Field-work : les surprises de routes, villages et aéroports

Jeudi, 29 Juin, 2017 - 17:34

Nous apprécions tous les études des marchés que Target nous livre. Certaines d’entre elles ont même fini par s’imposer comme des références dans les domaines. L’on peut citer la traditionnelle étude sur l’audience des médias en RDC ou celle sur les chiffres clés de la téléphonie mobile. Ces études sont des produits finis qui ne sont pas faits que des échanges entre enquêteurs et répondants. Plusieurs autres ingrédients sont mis à contribution pour aboutir à ce produit fini. Ces ingrédients sont parfois des anecdotes et des histoires toutes aussi invraisemblables les unes comme les autres. L’équipe de Target a ouvert son sac à anecdote et à décider d’en partager quelques-unes avec les internautes.

A l’aéroport de Goma, 30 minutes avant l’embarquement, les passagers sont obligés de serrer leurs ceintures, nous raconte Saleh Sikofu, Research Specialist. « Serrer les ceintures pas à cause des turbulences du décollage de l’avion mais plutôt à cause des turbulences d’embarquement ». En fait, nous explique-t-il, les compagnies aériennes vendent plus des billets qu’elles n’en ont des places. A côté de cela s’ajoute le fait que les politiciens et les militaires veulent à tout prix s’imposer, l’embarquement devient un véritable sprint. Vous devez faire une course d’au moins 100 mètres car l’entrée dans l’avion appartient aux violents.  

Après avoir lancé une étude à Goma, Saleh Sikofu, Research Specialist de Target  devrait se rendre à Kisangani pour lancer la même étude. Lorsqu’il débarque à Kisangani, il attend sa valise sans succès ! La compagnie ne lui fournit aucune information. Le lendemain matin, la compagnie lui informe que sa valise a été retrouvée à Kinshasa et elle ne pouvait lui être rendue que dans 48 heures. Loin de rassurer, cette information rajoute le stress et la pression car il est censé finir son travail dans les 48 heures et les questionnaires qui devaient aider à la conduite de l’enquête se trouvaient dans sa valise. Heureusement que quelques copies du questionnaire se trouvaient dans son sac à dos. Il a pu les polycopier et faire son travail. Mieux vaut prévenir que guérir.

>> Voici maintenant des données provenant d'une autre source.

PR #364, opened 2022-04-11
Fix issue 302 - test mode for PsPM

### LINKED ISSUE #302: Test mode for PsPM
### Feature Description

Option to allow silent or simplified running report in Terminal

Currently PsPM will try to export the essential processing report in MATLAB terminal. Sometimes, users may be just interested in whether the processing completes successfully instead of knowing the details, especially for those who use GUI. Therefore, is it possible to add an option in PsPM, which allows to silent or simplify the terminal report?

teddychao:
Fixes #302.

- Update to provide an option of develop mode
- Add a new function `pspm_overwrite` to handle overwriting operations.

Please kindly keep this pull request open after approving it because I need to sort out some formatting issues and documents that I have not finished. Thanks.

### DIFF
--- a/src/backroom/pspm_find_data_epochs.m
+++ b/src/backroom/pspm_find_data_epochs.m
@@ -99,12 +99,28 @@ end;
 % create epochs and divide by samplerate
 epochs = ([start, stop]).*data{chan_id}.header.sr^-1;
 
+file_exist = exist(options.output_file, 'file');
+write_ok = false;
+if file_exist
+    if options.overwrite 
+        write_ok = true;
+    elseif ~options.dont_ask_overwrite
+        if feature('ShowFigureWindows')
+            msg = ['File already exists. Overwrite?', newline, 'Existing file: ',options.output_file];
+    	    ov = questdlg(msg, 'File already exists', 'Yes', 'No', 'Yes'); % default to overwrite by users
+        else
+            ov = 'Yes'; % default to overwrite on Jenkins
+        end
+        write_ok = strcmp(ov,'Yes');
+    end;
+else
+    write_ok = true;
+end;
 
-if pspm_overwrite(options.output_file, options)
+if write_ok
     save(options.output_file, 'epochs');
 end;
 
 epochfile = options.output_file;
 
 sts = 1;
-
--- a/src/backroom/pspm_find_data_epochs.m
+++ b/src/backroom/pspm_find_data_epochs.m
@@ -99,24 +99,8 @@ end;
 % create epochs and divide by samplerate
 epochs = ([start, stop]).*data{chan_id}.header.sr^-1;
 
-file_exist = exist(options.output_file, 'file');
-write_ok = false;
-if file_exist
-    if options.overwrite 
-        write_ok = true;
-    elseif ~options.dont_ask_overwrite
-        if feature('ShowFigureWindows')
-            msg = ['File already exists. Overwrite?', newline, 'Existing file: ',options.output_file];
-    	    ov = questdlg(msg, 'File already exists', 'Yes', 'No', 'Yes'); % default to overwrite by users
-        else
-            ov = 'Yes'; % default to overwrite on Jenkins
-        end
-        write_ok = strcmp(ov,'Yes');
-    end;
-else
-    write_ok = true;
-end;
 
+write_ok = pspm_overwrite(options.output_file, options);
 if write_ok
     save(options.output_file, 'epochs');
 end;
--- a/src/backroom/pspm_find_data_epochs.m
+++ b/src/backroom/pspm_find_data_epochs.m
@@ -100,8 +100,7 @@ end;
 epochs = ([start, stop]).*data{chan_id}.header.sr^-1;
 
 
-write_ok = pspm_overwrite(options.output_file, options);
-if write_ok
+if pspm_overwrite(options.output_file, options)
     save(options.output_file, 'epochs');
 end;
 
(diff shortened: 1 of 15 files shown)


src/backroom/pspm_scr2ledalab.m
```diff
@@ -101,23 +101,15 @@
...
-    end             
-    close gcf;
-else
-    overwrite = 'Yes';
-end;
-if strcmp(overwrite, 'No')
-    warning('Data discarded ...');
-    return;
+
+if pspm_overwrite(outfile, options)
```
jbrochar, line 105: [minor comment]
For consistency, shouldn't the syntax be:
```
write_ok = pspm_overwrite(options.output_file, options);
if write_ok
```
as in src/backroom/pspm_find_data_epochs.m line 103?

src/backroom/pspm_scr2ledalab.m
```diff
@@ -101,23 +101,15 @@
...
+	save(outfile, 'data', 'fileinfo');
 else
-    save(outfile, 'data', 'fileinfo');
-end;
+	warning('Data discarded ...');
```
jbrochar, line 108: [minor comment]
Would a naive user reading this warning be able to understand where it comes from and why?
Could it be extended with more information, while still being easy to read?

src/pspm_overwrite.m
```diff
@@ -0,0 +1,89 @@
...
+% pspm_overwrite generalises the overwriting operation
+% pspm_overwrite considers the following situations
+% - whether options.overwrite is defined
+% - whether PsPM is in develop mode
+% - whether the file exist
+% - whether GUI can be used
+% Only the following situation will stop PsPM to overwrite files
+% 1. if overwrite is defined as not to overwrite
+% 2. if overwrite is not defined, and users use the GUI to stop overwriting
+
```
jbrochar, line 13: Wouldn't this blank line (without a `%` at the beginning) prevent the documentation to be correctly generated?
With and without a `%` it gives me a full or a truncated help section.
image
image

src/pspm_overwrite.m
```diff
@@ -0,0 +1,89 @@
...
+% ow        option of overwrite if this option is presented
+%           can be a value or a struct
+%           if a value, can be 0 (not to overwrite) or 1 (to overwrite)
+%           if a struct, check if the field "overwrite" exist
+
+% OUTPUTS
+% ow_final  option of overwriting determined by pspm_overwrite
+
+pth = fileparts(which('pspm'));
+settings_struct = load([pth, '/pspm_settings.mat'], "settings");
```
jbrochar, line 26: [minor comment]
Isn't it time-consuming to load the settings like that each time, instead of using a global variable?
It is a genuine question, it might not worth the effort to change this way of doing.

src/pspm_overwrite.m
```diff
@@ -0,0 +1,89 @@
...
+    return;
+  case 1 % ow is not defined
+    fn = varargin{1};
+    if iscell(fn)
+      fn = fn{1};
+    end
+    switch settings.developmode
+      case 1
+        ow_final = 1; % In develop mode, always overwrite
+      otherwise
```
jbrochar, line 44: It is a bit confusing to use a switch for a single case.
Are you planning to add multiple `settings.developmode` in the future?
If so, please discard this comment.

src/backroom/pspm_scr2ledalab.m
dominikbach: Just to clarify: "Backroom" includes functions that cannot be accessed from the GUI - this is for development and legacy purposes.

dominikbach (commented):
Just two generic comments:
- pspm_overwrite seems a very good idea
- in general I'd suggest not touching backroom functions (even if incompatible with the main code) as they are kept for legacy and development purposes only

jbrochar (approved):
There are still a few minor comments of mine here and there, but I'll let Teddy judge if they should lead to code change or not, none of them are critical.

src/backroom/pspm_scr2ledalab.m
teddychao: > [minor comment]
> Would a naive user reading this warning be able to understand where it comes from and why?
> Could it be extended with more information, while still being easy to read?

Yes.. Some warnings caused by overwriting are proposed in `pspm_overwrite` thus they are not repeated here. I am not the author of this script so I have not done any updates in this function but just applied the new APIs.

src/pspm_overwrite.m
teddychao: Yes... I have deleted that blank line break.

src/backroom/pspm_find_data_epochs.m
```diff
@@ -99,24 +99,8 @@
...
-            ov = 'Yes'; % default to overwrite on Jenkins
-        end
-        write_ok = strcmp(ov,'Yes');
-    end;
-else
-    write_ok = true;
-end;
 
+write_ok = pspm_overwrite(options.output_file, options);
 if write_ok
```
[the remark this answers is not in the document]
teddychao: I agree this should be consistent throughout these functions. I tried to make it clear as the output of pspm_overwrite can be found in its help text. Producing less variables may make the software run faster.

src/pspm_overwrite.m
teddychao: > It is a bit confusing to use a switch for a single case.
> Are you planning to add multiple `settings.developmode` in the future?
> If so, please discard this comment.

I wrote it like that because `settings.developmode` may be defined as something else and I want to avoid such bugs... However I agree it is a little confusing. I have changed it to logical values now.

teddychao:
> Just two generic comments:
> 
> * pspm_overwrite seems a very good idea
> * in general I'd suggest not touching backroom functions (even if incompatible with the main code) as they are kept for legacy and development purposes only

No problem, thanks for reminding. I have reverted the backroom functions.

PR #612, opened 2024-01-25
new ppg2hb functionality using Heartpy library

### LINKED ISSUE #580: Implement new PPG2HB method robustly

dominikbach:
Fixes #580 .

This implements the new heartpy method for `pspm_convert_ppg2hb`. 

In this or a different pull requests, appropriate tests should be added.


src/pspm_convert_ppg2hb.m
```diff
@@ -12,162 +12,227 @@
...
+%% Heartpy
+if strcmpi(options.method, 'heartpy')
+    % initialise python
+    if isempty(options.python_path)
+        sts = pspm_check_python;
+    else
+        sts = pspm_check_python(options.python_path);
+    end
+    if sts < 1, return; end
+    pspm_check_python_modules('heartpy');
```
teddychao, line 99: Should this function give a return value that explains whether this module can be loaded?

src/pspm_convert_ppg2hb.m
```diff
@@ -12,162 +12,227 @@
...
+    TStep = 1; % moving step: 1s
+    Tolerance = 0.5;
+    HRCInit = 60; % init heart rate: 60bpm
+
+    filtered_ppg = py.heartpy.filter_signal(ppg, ...
+        pyargs('cutoff', [1,20], ...
+        'filtertype',  'bandpass', ...
+        'sample_rate', sr, ...
+        'order', 3));
+    filtered_ppg = double(py.array.array('d',(filtered_ppg)));
```
teddychao, line 116: I had some PPG data which is saved on my UCL one drive folder, but I have no access to it atm, apologies

src/pspm_check_python_modules.m
```diff
@@ -28,4 +29,8 @@
     catch ME
```
teddychao, line 29: Do we want this function to give a print message for users to understand whether the module can be loaded, or do we also want to allow this function to tell PsPM whether python package exists or can be loaded?

teddychao:
image
I fixed some bugs and it seems to be working now. I am not sure if the code was validated with another dataset so it was written in that way. If someone had validated before, please test again to make sure I am not introducing incompatibility..
However, I find line 72 it says `ppg=data.data`, and some code following that still says `data{1}.data`. It seems to be a little confusing to me.

teddychao (changes requested):
I would suggest to request @uzaygokay to test with his data on this version of code.. not sure if my tests are enough

teddychao:
In `pspm_cfg_pp_heart_data`, at line 280, the name of `ppg2hb.name` is defined as "Convert Peripheral pulse oximetry to Heart Beat". I think it means PPG? I am not familiar with "Peripheral pulse oximetry", but since I am no longer in that field, I just hope to confirm with you that this name is the expected name...

src/pspm_convert_ppg2hb.m
```diff
@@ -12,162 +12,227 @@
...
+    if isempty(options.python_path)
+        sts = pspm_check_python;
+    else
+        sts = pspm_check_python(options.python_path);
+    end
+    if sts < 1, return; end
+    pspm_check_python_modules('heartpy');
+    
+    % prepare detection
+    ParametersSTFT = struct('TWindow', 16, ...
```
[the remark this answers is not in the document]
dominikbach: fixed.

src/pspm_convert_ppg2hb.m
dominikbach: fixed.

dominikbach:
1. I will test with CogLearn data next week. Please approve if you are happy with the code; I will add fixes if I encounter any problems.
2. I would replace "peripheral pulse oxymetry" with "pulse oxyymetry", this is shorter and clear enough. 
3. GUI only implements one method, could you implement the selection of classic/heartpy as well (as a separate conversion I would suggest, similar to the choice of Pan-Tompkins/AMRI for ECG2HB).

dominikbach:
I have now tested this on real data and made minor improvements. From my side, this is ready to be reviewed again. 
Please add GUI implementation & tests.

dominikbach:
@teddychao Regarding GUI I think it would be better to merge this, then merge #666 and then add the GUI implementation for heartpy.

teddychao (approved):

Sarah Ngongo, Assistante de Direction nous raconte cette expérience, quand elle était enquêtrice : « lors d’une étude dans le village Pelende dans la Province de Kwango, nous avions fait 5 heures de route de Kinshasa à Pelende et le lendemain nous devrions commencer les interviews. L’une des zones d’interview se trouvait dans le quartier du guide que nous avions pris. Le guide nous a rassuré que la zone se trouvait non loin de l’hôtel où nous logions. Nous nous sommes mis en route pour la zone d’interview et curieusement,  cette zone était à près de 8 Km de notre hôtel. Nous avons dû faire toute cette distance à pied. Le guide étant un homme du terroir et habitué à faire cette distance a estimé que payer des motos était une dépense inutile. Nous obligeant à faire 8 Km à pied mais en dépit de la fatigue, il fallait travailler et retourner à l’hôtel toujours à pied.

Les études de terrains sont également une occasion de faire le tourisme et la découverte. Cedric Ohale, IT assistant raconte avec émotion les découvertes des collines vertes qui jalonnent le parcours entre Bujumbura et Gitega faites lors d’un voyage par route. Il se souvient avec émotion d’une maison construite avec le reste des laves coulant du volcan de Nyirangongo. Au contact des rayons solaires ces restes de laves brillaient comme des pierres précieuses.

Toutes ces histoires et toutes ces réalités donnent du piquant au quotidien des agents de Target et leur permet de produire des études appréciées par de nombreux partenaires à qui ils permettent de prendre de bonnes décisions.